──────── MATERIAL SUPPLIED
PR #363, opened 2018-07-05
Updated support-logging to include log of port it started on.

brandonforster:
#361 

### DIFF
--- a/cmd/support-logging/main.go
+++ b/cmd/support-logging/main.go
@@ -13,6 +13,7 @@ import (
 	"fmt"
 	"os"
 	"os/signal"
+	"strconv"
 	"syscall"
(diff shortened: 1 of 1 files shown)


cmd/support-logging/main.go
```diff
@@ -22,6 +22,7 @@ import (
 	"github.com/edgexfoundry/edgex-go/internal/pkg/usage"
 	"github.com/edgexfoundry/edgex-go/support/logging"
 	"github.com/edgexfoundry/edgex-go/support/logging-client"
+	"strconv"
```
tsconn23: Since strconv is a package from the std library, please include it with the other std library packages above in alphabetical order.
────────────────
INSTRUCTIONS TO FOLLOW
Show every line above in which the word "edgex" is found.

RESPONSE
 	"github.com/edgexfoundry/edgex-go/internal/pkg/usage"
 	"github.com/edgexfoundry/edgex-go/support/logging"
 	"github.com/edgexfoundry/edgex-go/support/logging-client"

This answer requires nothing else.